# Task
Repeat every entry exactly as given.

# Source data

PR #686, opened 2016-04-16
Allocate LMDB keys in tcs.Vec object

### LINKED ISSUE #659: Torch + LMDB, not enough memory
Hello, I am trying to use lmdb dataset that I created with DIGITS and torch defined model. The dataset has around 300k objects. The loading is interrupted by the error: 

```
2016-03-26 09:30:27 [INFO ] creating data readers
2016-03-26 09:30:27 [INFO ] opening LMDB database: /place/home/dmitry/git/DIGITS/digits/jobs/20160325-003220-9caf/train_db
2016-03-26 09:30:27 [INFO ] opening LMDB database: /place/home/dmitry/git/DIGITS/digits/jobs/20160325-003220-9caf/train_db
2016-03-26 09:30:27 [INFO ] opening LMDB database: /place/home/dmitry/git/DIGITS/digits/jobs/20160325-003220-9caf/train_db
2016-03-26 09:30:27 [INFO ] opening LMDB database: /place/home/dmitry/git/DIGITS/digits/jobs/20160325-003220-9caf/train_db
2016-03-26 09:32:08 [FAIL] /home/dmitry/torch/install/share/lua/5.1/threads/threads.lua:264:
[thread 4 callback] /place/home/dmitry/git/DIGITS/tools/torch/data.lua:326: not enough memory
```

I have tried to install different versions of LMDB lib, but it does not help. Thank you in advance.

gheinrich:
Luajit heap size must be located in the lower 2GB of addressable memory.
There is therefore a limit of 2GB on heap size when using Luajit.
This change moves LMDB keys to a tds.Vec object, where memory does not rely on the Lua allocator.

close #659

### DIFF
--- a/docs/BuildTorch.md
+++ b/docs/BuildTorch.md
@@ -63,6 +63,7 @@ Install extra luarocks packages:
 ```sh
 % luarocks install image
 % luarocks install "https://raw.github.com/deepmind/torch-hdf5/master/hdf5-0-0.rockspec"
+% luarocks install tds
 ```
 
 ## LMDB support
--- a/scripts/travis/install-torch.sh
+++ b/scripts/travis/install-torch.sh
@@ -21,6 +21,7 @@ cd $INSTALL_DIR; ./install.sh -b
 # install custom packages
 ${INSTALL_DIR}/install/bin/luarocks install sys
 ${INSTALL_DIR}/install/bin/luarocks install image
+${INSTALL_DIR}/install/bin/luarocks install tds
 ${INSTALL_DIR}/install/bin/luarocks install "https://raw.github.com/deepmind/torch-hdf5/master/hdf5-0-0.rockspec"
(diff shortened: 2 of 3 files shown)


TimZaman:
Don't pull this in yet, see #687 ; for me luajit gobbles up all the cpu resources it can for no obvious reason.

gheinrich:
From https://github.com/NVIDIA/DIGITS/issues/687#issuecomment-211118777

> you have definitely solved the memory issue by using tds, that's for sure, and that one can be merged i think.

lukeyeager:
Hmm, this breaks compatibility with the latest packaged version of Torch. Is there any way to fall back to a normal array in case `tds` isn't loaded?

TimZaman:
On the other hand, it shouldn't be difficult, it's just a one-liner really:
`local Keys = tds.Vec()`
should be ye old
local Keys = {}
`when tds isnt loaded`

# Task result
PR #686, opened 2016-04-16
Allocate LMDB keys in tcs.Vec object

### LINKED ISSUE #659: Torch + LMDB, not enough memory
Hello, I am trying to use lmdb dataset that I created with DIGITS and torch defined model. The dataset has around 300k objects. The loading is interrupted by the error: 

```
2016-03-26 09:30:27 [INFO ] creating data readers
2016-03-26 09:30:27 [INFO ] opening LMDB database: /place/home/dmitry/git/DIGITS/digits/jobs/20160325-003220-9caf/train_db
2016-03-26 09:30:27 [INFO ] opening LMDB database: /place/home/dmitry/git/DIGITS/digits/jobs/20160325-003220-9caf/train_db
2016-03-26 09:30:27 [INFO ] opening LMDB database: /place/home/dmitry/git/DIGITS/digits/jobs/20160325-003220-9caf/train_db
2016-03-26 09:30:27 [INFO ] opening LMDB database: /place/home/dmitry/git/DIGITS/digits/jobs/20160325-003220-9caf/train_db
2016-03-26 09:32:08 [FAIL] /home/dmitry/torch/install/share/lua/5.1/threads/threads.lua:264:
[thread 4 callback] /place/home/dmitry/git/DIGITS/tools/torch/data.lua:326: not enough memory
```

I have tried to install different versions of LMDB lib, but it does not help. Thank you in advance.

gheinrich:
Luajit heap size must be located in the lower 2GB of addressable memory.
There is therefore a limit of 2GB on heap size when using Luajit.
This change moves LMDB keys to a tds.Vec object, where memory does not rely on the Lua allocator.

close #659

### DIFF
--- a/docs/BuildTorch.md
+++ b/docs/BuildTorch.md
@@ -63,6 +63,7 @@ Install extra luarocks packages:
 ```sh
 % luarocks install image
 % luarocks install "https://raw.github.com/deepmind/torch-hdf5/master/hdf5-0-0.rockspec"
+% luarocks install tds
 ```
 
 ## LMDB support
--- a/scripts/travis/install-torch.sh
+++ b/scripts/travis/install-torch.sh
@@ -21,6 +21,7 @@ cd $INSTALL_DIR; ./install.sh -b
 # install custom packages
 ${INSTALL_DIR}/install/bin/luarocks install sys
 ${INSTALL_DIR}/install/bin/luarocks install image
+${INSTALL_DIR}/install/bin/luarocks install tds
 ${INSTALL_DIR}/install/bin/luarocks install "https://raw.github.com/deepmind/torch-hdf5/master/hdf5-0-0.rockspec"
(diff shortened: 2 of 3 files shown)


TimZaman:
Don't pull this in yet, see #687 ; for me luajit gobbles up all the cpu resources it can for no obvious reason.

gheinrich:
From https://github.com/NVIDIA/DIGITS/issues/687#issuecomment-211118777

> you have definitely solved the memory issue by using tds, that's for sure, and that one can be merged i think.

lukeyeager:
Hmm, this breaks compatibility with the latest packaged version of Torch. Is there any way to fall back to a normal array in case `tds` isn't loaded?

TimZaman:
On the other hand, it shouldn't be difficult, it's just a one-liner really:
`local Keys = tds.Vec()`
should be ye old
local Keys = {}
`when tds isnt loaded`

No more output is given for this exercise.